In April, global energy, technology, and utility provider Hitachi Energy announced a $1.5 billion investment program to ramp up global transformer production by 2027. IDTechEx‘s research into electrical grids indicates that transformers are a critical component and potential supply bottleneck for large-scale grid upgrades. These upgrades are essential as society shifts from a transportation sector fuelled by petrochemicals transported in tankers to a sector powered by electricity carried by wires. In its market report, “Off-Grid Charging For Electric Vehicles 2024-2034: Technologies, Benchmarking, Players and Forecasts,” IDTechEx explores the challenges utility grids face amid vehicle electrification.
Restructuring aging utility grids that were primarily built to distribute energy from centralized coal power plants into systems that can cope with increasing renewable energy generation and electric vehicle adoption is a major challenge that industry and policy are beginning to take steps to tackle, according to the report and Hitachi Energy. The investment from Hitachi Energy involves a new factory in Finland, which the company said should reduce lengthy wait times (currently over two years in the US) for transformers, which are essential in stepping down the high voltage long-distance transmission lines to useable voltages for end customers.

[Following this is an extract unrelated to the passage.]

PR #259, opened 2026-03-09
Bugfix: some template items not being autofilled

yrkim98:
**Bug Description**
Some files were not being autofilled with known metadata in the metadata template. I saw that template auto-application was racing with metadata fetching, sometimes causing some files to not have metadata autofilled.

However, some locations and situations will likely always exist beyond the reach of the grid and thus mains electricity. Temporary locations such as construction sites, festivals, or the most rural industrial locations may never be economically or technically viable for expensive grid upgrades. Instead, they will have to resort to distributed generation for power, Hitachi said. The incumbent technology is diesel generators, which are increasingly viewed as polluting and may soon be banned from inner city construction sites due to air and noise pollution regulations. Additionally, charging ‘green’ electric construction vehicles from a carbon-intensive diesel generator does not make environmental sense. IDTechEx researched several proposed options for green on-site power generation, and one technology stands out as a likely candidate for construction and temporary power generation: the hydrogen fuel cell generator, the company said.
Repurposing the fuel cell for distributed generation
Fuel cell technology is not new, and its use was pioneered in early space programs. There has been consistent interest in FCEVs (fuel cell electric vehicles) as a faster refueling and greater range alternative to BEVs (battery electric vehicles). However, sales figures suggest that BEVs are significantly outperforming FCEVs, and IDTechEx said it expects fully battery electric to emerge as the dominant net-zero drivetrain. However, the company said there is growing momentum in the fuel cell generator space, which repurposes fuel cell generator technology and utilizes this to generate electricity from hydrogen. Fuel cell generators take in H2, combine it with oxygen from the air, and produce electricity and water with no carbon emissions and much-reduced noise compared with a diesel generator.
Compared with solar/wind integrated systems, which require an on-site battery, fuel cell generators can use stored energy in the form of on-site compressed hydrogen. Large power outputs can be generated by scaling up the fuel cell stack, which can then charge increasingly large electric construction vehicles or a large number of conventional vehicles. These generators offer the promise of clean, non-intermittent, and scalable power. According to IDTechEx research, it has observed these being used in electric construction sites, festivals, remote multi-day electric vehicle races, and even public highway fast charging. Hitachi Energy said it is one of the latest companies to invest in hydrogen fuel cell generators, an industry that IDTechEx predicts will generate over US$14 billion by 2034.
The challenge is affordable and green hydrogen
The promise of carbon-free on-site electricity is attractive; however, the entire supply chain must be considered for an accurate assessment of emissions and for hydrogen, which involves the method or ‘color’ of H2.
If grey or black hydrogen is utilized, hydrogen generators simply displace the emissions from the point of use to the source of hydrogen production and represent no serious overall reductions in emissions, Mika Takahashi, technology analyst at IDTechEx, said. If, on the other hand, green, renewable hydrogen is used, then the overall emissions are drastically reduced. The question then is – will operators use green or grey hydrogen? This depends on the cost and availability, according to Takahashi. Currently, green hydrogen is significantly more expensive, in part due to the overall energy inefficiency inherent in its production (around 3kWh input renewable energy creates 1kWh equivalent of H2). As the end users are often commercial operators, OPEX considerations are likely to take priority, and if the price of green hydrogen remains too high, then it seems unlikely they will pay a significant premium.
Takahashi said availability is another challenge, as current green H2 production remains small and regionally focused. According to IDTechEx research, certain hydrogen fuel cell generator companies have had to make their own green hydrogen to supply their customers, as no one else can produce the quantities required. IDTechEx said its report assesses these challenges quantitatively and provides market intelligence about the growing market for fuel cell generators, as well as the context of utility grid challenges. The company said its report also explores quantities of green hydrogen required to fuel the electric construction industry, which it pinpoints as one of the key applications of fuel cell generators. Forecasts are broken down by generator size and region, resulting in a high level of granularity informing readers on this market.